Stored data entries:
PR #1421, opened 2025-04-29
New ChatView: Update the unread counter

lissine0:


Monal/Classes/ChatView.swift
```diff
@@ -374,6 +377,15 @@ struct ChatView: View {
...
 //             ]
         }
+        .onDisappear {
+            // When the split view is active, selecting different chats results in the old
+            // view's onDisappear executing after the new view's onAppear, thus erroneously
+            // making currentContact always nil.
+            // This if statement ensures currentContact has the correct value.
+            if MLNotificationManager.sharedInstance().currentContact == self.contact.obj {
+                MLNotificationManager.sharedInstance().currentContact = nil
+            }
```
lissine0, line 387: Do we need a way to ensure these two instruction are atomically executed together?
The onAppear of the other (new) view is executed in the same thread as this onDisappear (of the old view), so I think a critical section not needed?

tmolitor-stud-tu: you could async dispatch all changes to the `currentContact` to the main thread, to be sure.

tmolitor-stud-tu: but then again, I think onAppear and onDisappear are always called from the main thread, so no need to do a second (async) dispatch :)

tmolitor-stud-tu (approved):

▶ **Task statement**: Scan the data above for the string "think". Copy every line in which it appears.

▶ **Exercise response**:
The onAppear of the other (new) view is executed in the same thread as this onDisappear (of the old view), so I think a critical section not needed?
tmolitor-stud-tu: but then again, I think onAppear and onDisappear are always called from the main thread, so no need to do a second (async) dispatch :)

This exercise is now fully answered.